Это две неглубокие траншеи в здешнем суглинке. Их весьма примерное (никаких документов нет!) расположение стало известно после того, как в феврале 1978 года в ВИЭВ пришло письмо из Оренбурга. Автор его, Евгений Борисов, сообщал, что в конце 20-х годов работал в Полуденовске (так называлась тогда эта часть Кузьминок) и потому очень обеспокоен дошедшими до него слухами, будто на этом месте собираются что-то строить. Бывший аспирант ВИЭВа написал, что в декабре 1928 года околевших от «сибирки» коней зарыли на глубине 2–3 метра, припорошили негашеной известью, после чего засыпали землей. «Тогда работали профессор H.В.Колпиков, М.А.Гонтарев, Герман Павлович Розенгольц (брат наркома внешней торговли). Эти участники опыта сразу после того, как стало ясно, отчего кони пали, перестали посещать Полуденовку. Вскрывал трупы и делал посевы я один». В письме есть план, который Е.Борисов начертил по памяти. Одна траншея обозначена в 10–20 метрах от домика, занимаемого лабораторией, вторая — в 45–60 метрах. Сегодня это подозрительное пространство надежно огорожено, хотя, конечно, никто из пребывающих в здравом уме сотрудников лаборатории и травинки там не выдернет.

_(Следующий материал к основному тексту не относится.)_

PR #1132, opened 2019-07-15
Reorganize test setup

Stefie:
Addresses the following points of https://github.com/polkadot-js/api/issues/908:
- Reorder and better categorize existing tests
- Move all e2e tests to ./api

I'm working through this part bit by by now for all supported versions 
- Fix broken / outdated tests

Also in this PR:
I split off the e2e test flags to be able to run the tests from the 3 different sources independently.
`yarn test:e2e`: Will run the e2e tests with the local node on `9944`
`yarn test:e2e-docker`: Will run the e2e tests with the 5 Docker images
`yarn test:e2e-remote`: Will run the e2e tests with the 2 remote endpoints

The goal is that in the end everyone developing on the API can spot failing tests on all supported substrate and polkadot versions easily.
Screenshot 2019-07-15 at 18 18 08


packages/api/test/e2e/api-derive/promise.spec.ts
```diff
@@ -7,13 +7,12 @@ import testingPairs from '@polkadot/keyring/testingPairs';
 import { WsProvider } from '@polkadot/rpc-provider';
 import { RewardDestination } from '@polkadot/types';
 
-import { HeaderExtended } from '../../src/type';
-import { DerivedBalances, DerivedFees, DerivedSessionInfo, DerivedStaking } from '../../src/types';
-import { SubmittableResult } from '../../../api/src';
+import { HeaderExtended } from '../../../../api-derive/src/type';
+import { DerivedBalances, DerivedFees, DerivedSessionInfo, DerivedStaking } from '../../../../api-derive/src/types';
```
amaurymartiny: I think here and above we can just use `@polkadot/api-derive`;

packages/api/test/e2e/api-derive/promise.spec.ts
```diff
@@ -7,13 +7,12 @@ import testingPairs from '@polkadot/keyring/testingPairs';
...
+import { SubmittableResult } from '../../../../api/src';
```
amaurymartiny: This one can be shortened too

packages/api/test/e2e/api/promise-queries.spec.ts
```diff
@@ -313,12 +329,28 @@ describeE2E()('Promise e2e queries', (wsUrl): void => {
...
 
       expect(size.toNumber()).not.toEqual(0);
     });
   });
+});
+
+// The following tests only run on nodes that support doubleMapType introduced by metadata v5
+describeE2E({
+  only: [
+    'docker-polkadot-master',
```
amaurymartiny: we can add local here

packages/api/test/util/describeE2E.ts
```diff
@@ -4,24 +4,35 @@
...
 
-// From the options and the WITH_DOCKER flag, calculate on which endpoints we
+function filterProcessEnv (wsEndpoints: WsName[]): WsName[] {
+  // If there's a TEST_DOCKER flag, we  only run tests to Docker endpoints
+  // If there's a TEST_REMOTE flag, we only run tests to remote endpoints
+  // If none of the two is present, we only run tests on local node
+  return process.env.TEST_REMOTE || process.env.TEST_DOCKER
+    ? process.env.TEST_REMOTE
+      ? wsEndpoints.filter((wsName): boolean => String(wsName).startsWith('remote-'))
+      : wsEndpoints.filter((wsName): boolean => String(wsName).startsWith('docker-'))
```
amaurymartiny: String() is useless here

packages/api/test/util/describeE2E.ts
```diff
@@ -4,24 +4,35 @@
...
   'remote-substrate-1.0': 'wss://substrate-rpc.parity.io/'
 };
 
 type WsName = keyof typeof WS_ENDPOINTS;
 
 interface Options {
-  except?: WsName[]; // Only one of the two keys `either` `only` should be set
+  except?: WsName[]; // Only one of the two keys `except` `only` should be set
   only?: WsName[];
   apiType?: 'promise' | 'rxjs';
```
amaurymartiny: You can actually remove apiType in all tests, I added it but it's actually useless

packages/api/test/e2e/api/promise-contract.spec.ts
```diff
@@ -6,16 +6,16 @@ import fs from 'fs';
...
-import { SubmittableResult } from '../../src';
-import ApiPromise from '../../src/promise';
-import describeE2E from '../util/describeE2E';
+import { SubmittableResult } from '../../../src';
+import ApiPromise from '../../../src/promise';
+import describeE2E from '../../util/describeE2E';
 
-const flipperCode = fs.readFileSync(path.join(__dirname, '../../../api-contract/test/contracts/flipper-pruned.wasm')).toString('hex');
+import flipperAbi from '../../util/contracts/flipper.json';
+const flipperCode = fs.readFileSync(path.join(__dirname, '../../util/contracts/flipper-pruned.wasm')).toString('hex');
```
jacogr: Not sure I agree having contract code in util.

packages/api/test/e2e/api/promise-queries.spec.ts
```diff
@@ -234,29 +144,135 @@ describeE2E()('Promise e2e queries', (wsUrl): void => {
       expect(size.toNumber()).toBeGreaterThanOrEqual(0);
     });
   });
+});
+
+// The following tests require a development node with the default funded testing accounts
+describeE2E({
```
jacogr: I would probably suggest just having one `describeE2E` block per file. That way we categorize things slightly better?

amaurymartiny:
Would be cool to take this into account too: https://github.com/polkadot-js/api/blob/master/packages/api/test/e2e/promise-tx.spec.ts#L122

packages/api/test/e2e/api/promise-queries.spec.ts
amaurymartiny: +1

packages/api/test/e2e/api-derive/promise.spec.ts
Stefie: I got eslint errors for that, but that might be a confused VSCode after the the switch from tslint. I'll look into it.

packages/api/test/e2e/api/promise-contract.spec.ts
Stefie: Ok. I just moved it here because it's only used  here in the e2e tests (apart from one ABI test in api-contract).
Do you generally agree moving the files to the e2e test folder in `api` or would you rather leave them in `api-contract`, even though they are not being used there, but logically belong to that api module?

Stefie:
> Should all tests pass?
No, they shouldn't. 
As I said in the comments, I'm going through them bit by bit. I'd just like to merge this PR because I have another PR open for which I need the changes in here and I don't want to pull this one in and then keep both op to date with master and each other, because the file structure for the tests changed in this one.
And there will be more e2e tests passing after this PR got merged than before.

packages/api/test/e2e/api/promise-queries.spec.ts
Stefie: Yes, true, but naming the files could get quite hard then, but I'll try to think of something.

Stefie:
> Would be cool to take this into account too: https://github.com/polkadot-js/api/blob/master/packages/api/test/e2e/promise-tx.spec.ts#L122

My current approach is: 
1. I'll go through all the e2e tests files and will make all tests pass or report bugs for all 5 supported versions
2. refactor tests / add tests/ tackle TODO's

I'd take care of the promise-tx.spec file in one of my next PR's

packages/api/test/e2e/api/promise-queries.spec.ts
Stefie: I split this file into three separate ones.

packages/api/test/util/describeE2E.ts
Stefie: removed.

packages/api/test/util/describeE2E.ts
Stefie: removed

packages/api/test/e2e/api/promise-queries.spec.ts
Stefie: Yes, absolutely right, I kind of assumed that it includes `local`  by default even though I touched the code that defines it

packages/api/test/e2e/api-derive/promise.spec.ts
Stefie: changed to `@polkadot` import

packages/api/test/e2e/api-derive/promise.spec.ts
Stefie: changed to `@polkadot` import

Stefie:
> Should all tests pass?
>  - test:e2e (on local node): 6 failed

I generally won't care about the local tests passing btw because that's unpredictable. I could never know which version / node a person is running on their machine.
So for local tests I'll only make sure that the tests are running, but I don't care about the results.

packages/api/test/e2e/api/promise-contract.spec.ts
jacogr: In this case it is a bit of a toss-up -

- it really is contract data
- it actually does get used in the contracts tests (well, the ABIs do - and where not all, they should - just waiting on the new interfaces)

So happy with the e2e tests in api, but the data since it is also used for "normals" (not the wasm, but should be kept with the ABIs)

Stefie: I moved it back now

PR #1141, opened 2019-07-16
Adding derives for election sets and approval flags.

### LINKED ISSUE #1118: Add derives for SetIndex in Elections.
Elections now uses chunking for approvals and voters (see: https://github.com/paritytech/substrate/blob/master/srml/elections/src/lib.rs#L243). It would be useful to have a set of derives that let the caller "just get everything" without worrying about the chunking. There is already an internal function that does this (https://github.com/paritytech/substrate/blob/master/srml/elections/src/lib.rs#L1047) but no way to access it via RPC.

The derive would also be useful if it converted ApprovalFlag to booleans, as seen here: https://github.com/paritytech/substrate/blob/master/srml/elections/src/lib.rs#L1030

Thanks!

jnaviask:
Fixes #1118 

WIP


jacogr:
I will add e2e tests here.

PR #1153, opened 2019-07-21
Move contracts classes to srml/contracts (now as types-only)

jacogr:
- Some more types after https://github.com/polkadot-js/api/pull/1077 (touching contracts as indicated in the first)
- Slightly extend the srmlTs types generation, here to cater for Option and Compact
- Make Compact generic (this actually does help a bundle in the `unwrap()`)


packages/types/src/codec/Compact.ts
```diff
@@ -20,13 +20,13 @@ import UInt from './UInt';
  * used by other types to add length-prefixed encoding, or in the case of wrapped types, taking
  * a number and making the compact representation thereof
  */
-export default class Compact extends Base<UInt | Moment> implements Codec {
-  public constructor (Type: Constructor<UInt | Moment>, value: Compact | AnyNumber = 0) {
-    super(Compact.decodeCompact(Type, value));
+export default class Compact<T> extends Base<UInt | Moment> implements Codec {
```
jacogr: Need some help here - this does not look 100% -

- Base needs to use `T` as well
- All `UInt | Moment` to be `T`

... however, cannot quite get all the checkers happy, so the current attempt is better, but far from technically correct. (Please pull down, play here and give suggestions - or just push a proper fix)

.codeclimate.yml
```diff
@@ -4,3 +4,4 @@ exclude_patterns:
 - "**/*.test.js"
 - "**/*.test.ts"
 - "docs/**/*.js"
+- "packages/types/src/srml/"
```
jacogr: Exclude these specifically, since it is generated.

packages/types/src/scripts/srmlTS.ts
```diff
@@ -22,6 +22,7 @@ interface TypeImports {
 
 const HEADER = '/* eslint-disable @typescript-eslint/no-empty-interface */\n// Auto-generated, do not edit\n\n';
 const FOOTER = '\n';
+const OUTPUT_FILE = 'index.ts';
```
jacogr: See initial PR comment - on the fence around the naming, `types.ts` probably fits better and it clearer in intent (although slightly more effort to use)

packages/types/src/codec/Compact.ts
jacogr: Thanks to @amaurymartiny a fix is in :)

jacogr:
Yes, I actually ended up at the same conclusions, but didn't want to revert that - since I already asked the question. Worth having a thought about anyway. Will swap it back.

PR #1156, opened 2019-07-22
Fix compact type

amaurymartiny:
something like that?

### DIFF
--- a/packages/types/src/codec/Compact.ts
+++ b/packages/types/src/codec/Compact.ts
@@ -20,12 +20,12 @@ import UInt from './UInt';
  * used by other types to add length-prefixed encoding, or in the case of wrapped types, taking
  * a number and making the compact representation thereof
  */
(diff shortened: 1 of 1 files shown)


packages/types/src/codec/Compact.ts
```diff
@@ -20,12 +20,12 @@ import UInt from './UInt';
  * used by other types to add length-prefixed encoding, or in the case of wrapped types, taking
  * a number and making the compact representation thereof
  */
-export default class Compact<T> extends Base<UInt | Moment> implements Codec {
-  public constructor (Type: Constructor<UInt | Moment>, value: Compact<T> | AnyNumber = 0) {
+export default class Compact<T extends UInt | Moment> extends Base<T> implements Codec {
```
jacogr: I swear, I did the `<T extends UInt | Moment>` and it complained bitterly for me.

Всяк прослышавший о сибиреязвенном могильнике в городской зоне отдыха тотчас задается вопросом, нельзя ли это добро убрать куда подальше. Вопрос ветеринаров страшно пугает. «Что вы! — замахал руками заведующий лабораторией Вячеслав Сыпин. — Да хотя бы пару спор ее, проклятой, потеряешь — все. А потеряешь обязательно». Короче, не буди лихо, пока оно тихо. Был, правда, случай, когда в бывшем СССР моровую язву пришлось потревожить. Произошло это в Бурятии, когда при строительстве Селенгинского целлюлозно-бумажного комбината наткнулись на два скотомогильника, и в то время, когда колбаса стоила два двадцать, каждая «находка» обошлась в полтора миллиона рублей — именно такая сумма потребовалась на перенос. У гостя бывшей Полуденовки легко возникает иллюзия, что забрел в загородное поместье: особнячок среди деревьев, бревенчатая изба — хлев для крупного рогатого скота, обтянутые металлической сеткой загоны для кур, собачья будка. Нынешний владелец, «Радон», обнес владения надежным забором с «колючкой», в проходную посадил охрану и принял на довольствие резвых собачек, которых по ночам спускают с цепи. Прежний хозяин о покое «сибирки» печалился меньше — любители шашлыков без помех выдергивали штакетины из поваленной загородки, и потому то, что не разбудили лихо, надо понимать как великое чудо. Кстати, за долгие годы находилось немало всяких начальников, которым пригороначальников, которым пригорок с домиком возле пруда глянулся. Hо всякий раз, когда ветеринарам предлагали поискать себе другое помещение, Сыпин скучно произносил: да пожалуйста, берите, только у нас тут сибирская язва. Охотники как сквозь землю проваливались.
…Сквозь голые деревья, уходящие корнями к лошадиным костям, видны засыпанный снегом пруд и кабинка для переодевания на другом берегу. До них метров двести, не больше.